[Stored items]
PR #2985, opened 2016-12-16
[uninstall] Remove excluder packages

sdodson:
You will lose hours of your life trying to install again if you don't do this.


sdodson:
@tbielawa ptal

» TASK PROMPT: The response should consist of every record above, reproduced exactly.

» EXERCISE RESPONSE:
PR #2985, opened 2016-12-16
[uninstall] Remove excluder packages

sdodson:
You will lose hours of your life trying to install again if you don't do this.


sdodson:
@tbielawa ptal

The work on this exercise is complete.